PR #5647, opened 2024-09-28
Add com.cinecred.cinecred

LoadingByte:

  Cinecred generates fully customizable film credits from spreadsheets: https://cinecred.com

- [x] I am the author of the project. **Link**: https://github.com/LoadingByte/cinecred


com.cinecred.cinecred.yml
```diff
@@ -0,0 +1,41 @@
...
+      - /share/doc
+      - /share/man
+    sources:
+      - type: archive
+        url: https://github.com/ArtifexSoftware/ghostpdl-downloads/releases/download/gs10040/ghostscript-10.04.0.tar.gz
+        sha256: c764dfbb7b13fc71a7a05c634e014f9bb1fb83b899fe39efc0b6c3522a9998b1
+  - name: cinecred
+    buildsystem: simple
+    build-commands:
+      - sed -i "s/Icon=cinecred/Icon=$FLATPAK_ID/" cinecred.desktop
```
hfiguiere, line 28: use `desktop-file-edit` not `sed`.

com.cinecred.cinecred.yml
```diff
@@ -0,0 +1,41 @@
...
+      - sed -i "s/>cinecred/>$FLATPAK_ID/" cinecred.metainfo.xml
```
hfiguiere, line 29: if you install it with its original name and put `rename-appdata-file` in the top-level of the manifest, you don't have to do that obscure sed command. Also install the desktop file with its origianal name and use `rename-desktop-file` and it does the right thing too.

com.cinecred.cinecred.yml
```diff
@@ -0,0 +1,41 @@
...
+      - mkdir -p /app/share/{applications/,metainfo/} /app/share/icons/hicolor/{scalable/apps/,256x256/apps/}
+      - mv cinecred.desktop "/app/share/applications/$FLATPAK_ID.desktop"
+      - mv cinecred.metainfo.xml "/app/share/metainfo/$FLATPAK_ID.metainfo.xml"
+      - mv cinecred.svg "/app/share/icons/hicolor/scalable/apps/$FLATPAK_ID.svg"
+      - mv cinecred.png "/app/share/icons/hicolor/256x256/apps/$FLATPAK_ID.png"
```
hfiguiere, line 34:
```suggestion
      - install -Dm644 cinecred.desktop "/app/share/applications/$FLATPAK_ID.desktop"
      - install -Dm644 cinecred.metainfo.xml "/app/share/metainfo/$FLATPAK_ID.metainfo.xml"
      - install -Dm644 cinecred.svg "/app/share/icons/hicolor/scalable/apps/$FLATPAK_ID.svg"
      - install -Dm644 cinecred.png "/app/share/icons/hicolor/256x256/apps/$FLATPAK_ID.png"
```

nonwithstanding installing them with the original names as mentionned above.

com.cinecred.cinecred.yml
hfiguiere: also installing with the original name and using `rename-icon` will also fix that automatically.

com.cinecred.cinecred.yml
```diff
@@ -0,0 +1,41 @@
...
+      - mv bin/* /app/bin/
+      - mv lib/* /app/lib/
+    sources:
+      - type: archive
+        url: https://cinecred.com/dl/1.7.0/cinecred-1.7.0-linux-x86_64.tar.gz
```
hfiguiere, line 39: is redistribution allowed?

com.cinecred.cinecred.yml
```diff
@@ -0,0 +1,41 @@
...
+runtime: org.freedesktop.Platform
+runtime-version: "24.08"
+sdk: org.freedesktop.Sdk
+command: cinecred
+finish-args:
+  - --share=ipc
+  - --share=network
+  - --socket=x11
+  - --device=dri
+  - --filesystem=host
```
hfiguiere, line 11: this is a very broad filesystem permission.

com.cinecred.cinecred.yml
LoadingByte: I'm the original author and also host the website and downloads, so yes.

hfiguiere: no aarch64 build? why not building from source?

com.cinecred.cinecred.yml
LoadingByte: The full file system access is required because users can drag-and-drop folders into the welcome window to open them, and portals don't support that:

Drag-and-drop demo

com.cinecred.cinecred.yml
LoadingByte: Cinecred is a JVM application with various native components, which have been pre-built and checked into the source tree: https://github.com/LoadingByte/cinecred/tree/master/src/main/natives/linux-x86_64

On Linux, these natives have only been built for x86_64, so compiling the JVM app from source wouldn't suffice to add aarch64 support. At some point in the future, I'll probably check in aarch64 natives, and at that point the Flatpak will also be able to support it.

com.cinecred.cinecred.yml
hfiguiere: the filetransfer portal work with folders.

com.cinecred.cinecred.yml
LoadingByte: I now use the `rename-*` properties and the `install` command; this should also resolve the two previous comments. One `sed` is however still needed to delete the `<icon>` tag in the AppStream XML file, because that tag not automatically renamed by `flatpak-builder`, but instead later amended by the "Composing metadata..." step.

com.cinecred.cinecred.yml
hfiguiere: you mean it can't be rebuilt from source? So much for GPL-3.0.

com.cinecred.cinecred.yml
hfiguiere: no, `sed` is not necessary. and in any case patches should be used as `sed` failure mode is...  a failure.

Ideally you'll just use the naming across the board, it's not flatpak specific.

com.cinecred.cinecred.yml
LoadingByte: They can be rebuilt, and that's documented, but it would make the Flatpak build a lot more complicated: https://github.com/LoadingByte/cinecred/blob/master/MAINTENANCE.md#compiling-native-libraries

com.cinecred.cinecred.yml
LoadingByte: When I build the Flatpak locally without the remaining `sed` command, I get the following error:

```
Renaming cinecred.metainfo.xml to share/metainfo/com.cinecred.cinecred.metainfo.xml
Renaming cinecred.desktop to com.cinecred.cinecred.desktop
Renaming icon hicolor/256x256/apps/cinecred.png to hicolor/256x256/apps/com.cinecred.cinecred.png
Renaming icon hicolor/scalable/apps/cinecred.svg to hicolor/scalable/apps/com.cinecred.cinecred.svg
Rewriting contents of com.cinecred.cinecred.desktop
Running appstreamcli compose
Only accepting components: com.cinecred.cinecred, com.cinecred.cinecred.desktop
Processing directory: .../flathub/.flatpak-builder/rofiles/rofiles-MgpDk2/files
Composing metadata...
Run failed, some data was ignored.
Errors were raised during this compose run:
general
  E: filters-but-no-output

com.cinecred.cinecred
  E: icon-not-found
Refer to the generated issue report data for details on the individual problems.
Error: ERROR: appstreamcli compose failed: Der Kindprozess wurde mit Status 1 beendet
```

The cause is that the upstream `cinecred.metainfo.xml` contains the tag `<icon type="stock">cinecred</icon>`, and `flatpak-builder` doesn't rename it, so deleting it via `sed` is the simplest solution. If this `sed` call failed, the whole Flatpak build would fail, as is evident from the error log above. So in this case, the failure condition of `sed` is to make the whole build fail, which I think is right.

com.cinecred.cinecred.yml
LoadingByte: Oh, I didn't know about that yet. Thanks a lot for letting me know! I'll try adding support for that portal in the next release.

Still, there are places in the UI where no portal solution would work. For example, in the delivery window, the user can select the output file either with a portal file chooser, or by pasting a file path into a text field. In addition, when the user switches the render format, the file extension is automatically updated. In the latter two cases, I think it's impossible to obtain writing permission for the file via portals.

Delivery window

com.cinecred.cinecred.yml
```diff
@@ -0,0 +1,42 @@
...
+      - /share/doc
+      - /share/man
+    sources:
+      - type: archive
+        url: https://github.com/ArtifexSoftware/ghostpdl-downloads/releases/download/gs10040/ghostscript-10.04.0.tar.gz
+        sha256: c764dfbb7b13fc71a7a05c634e014f9bb1fb83b899fe39efc0b6c3522a9998b1
+  - name: cinecred
+    buildsystem: simple
+    build-commands:
+      - sed -i "/<icon/d" cinecred.metainfo.xml
```
bbhtt, line 31: use a patch for this.

LoadingByte: I updated the submission to use a patch.

metainfo.patch
```diff
@@ -0,0 +1,7 @@
+diff --git i/cinecred.metainfo.xml w/cinecred.metainfo.xml
+index dbf835f..c75dce5 100644
+--- cinecred.metainfo.xml
++++ cinecred.metainfo.xml
+@@ -11 +11 @@
+-  <icon type="stock">cinecred</icon>
++  <icon type="stock">com.cinecred.cinecred</icon>
```
bbhtt, line 7: this is a desktop-application right ? Then you don't need this tag. Remove it altogether.

bbhtt:
bot, build com.cinecred.cinecred

metainfo.patch
LoadingByte: Done. Thanks for the hint!

Just a quick question: it's only for Flatpak where the icon tag isn't needed since Flatpak adds it by itself during the build process, right? Because the AppStream docs state:

> The `<icon/>` tag describes the component icon. It is mostly used for GUI applications (component-type `desktop-application`).

So to me it looks correct to keep the icon tag in the general upstream metainfo, and remove it only for the Flatpak build (i.e., what we're doing right now :) ).

bbhtt: it's talking about catalogue data not metainfo. It's needed for console apps when they have no desktop file.

For desktop-applications: appstream gets the desktop file using `launchable` -> desktop file points to icon -> icon is found if installed.

LoadingByte: Ah, I see. Then I'll remove the `<icon>` tag upstream in the next release, which will allow me to also get rid of this patch. Thanks!

LoadingByte:
I just tested the server build myself and everything seems to work, including the bundled Ghostscript.

com.cinecred.cinecred.yml
```diff
@@ -0,0 +1,43 @@
+id: com.cinecred.cinecred
+runtime: org.freedesktop.Platform
+runtime-version: "24.08"
+sdk: org.freedesktop.Sdk
+command: cinecred
+finish-args:
+  - --share=ipc
+  - --share=network
```
bbhtt, line 8: why do you need network access ?

LoadingByte: There's optional integration with Google Sheets: https://cinecred.com/guide/project-folder/#creating-a-project

LoadingByte:
Thank you for the quick review!

One final question from my side: Cinecred supports optional playout to [DeckLink](https://www.blackmagicdesign.com/products/decklink) cards, which requires `libDeckLinkAPI.so`. That library is only distributed by Blackmagic and isn't redistributable. To install the library on the host, users need to set up the official [Desktop Video](https://www.blackmagicdesign.com/support/family/capture-and-playback) software. However, since Flatpaks can't use any libraries from the host, Cinecred can't find the library. And due to the licensing, it's impossible to distribute the library with the Flatpak.

It seems that other projects are facing the same issue (e.g., obsproject/obs-studio#6004). Do you know whether there are any plans to add (very rarely granted) exceptions to the isolation principle for cases like this?

bbhtt:
Make sure to change the license tag in appstream and check for compatibility if you are going to add it.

• Activity: As listed above, the lines from the line with "bbhtt, line 7: this" to the line with "bbhtt: it's talking" are to be echoed exactly, with both ends included and nothing added.

• Response area:
bbhtt, line 7: this is a desktop-application right ? Then you don't need this tag. Remove it altogether.

bbhtt:
bot, build com.cinecred.cinecred

metainfo.patch
LoadingByte: Done. Thanks for the hint!

Just a quick question: it's only for Flatpak where the icon tag isn't needed since Flatpak adds it by itself during the build process, right? Because the AppStream docs state:

> The `<icon/>` tag describes the component icon. It is mostly used for GUI applications (component-type `desktop-application`).

So to me it looks correct to keep the icon tag in the general upstream metainfo, and remove it only for the Flatpak build (i.e., what we're doing right now :) ).

bbhtt: it's talking about catalogue data not metainfo. It's needed for console apps when they have no desktop file.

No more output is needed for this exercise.